What is needed
Search the records below for "github"; copy each line that has it.

Dataset entries
■ ■ ■ ■ ■ ■ ■

PR #1030, opened 2023-02-24
Update format rule

boundless-forest:
The current import items are a bit of a mess.  Updating the format rule as the substrate repo.

- https://github.com/paritytech/substrate/blob/master/rustfmt.toml

No logic update, just format.

### DIFF
--- a/.github/workflows/ci.yml
+++ b/.github/workflows/ci.yml
@@ -25,11 +25,11 @@ jobs:
 
       - uses: actions/checkout@v3.3.0
 
-      - name: Install Rust stable toolchain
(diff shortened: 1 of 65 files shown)


niklasad1 (changes requested):
Hey, 

"The format rules" for imports are like this for a reason and what substrate is using a style-guide doesn't apply for this repo.

So, yes we are opinionated here and as a maintainer of repo this is the style is what I prefer.

I guess `wrap_comments = true` could be useful though.

In the future please open issues to discuss changes as many things may be rejected.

■ ■ ■ ■ ■ ■ ■

Written response
- https://github.com/paritytech/substrate/blob/master/rustfmt.toml
--- a/.github/workflows/ci.yml
+++ b/.github/workflows/ci.yml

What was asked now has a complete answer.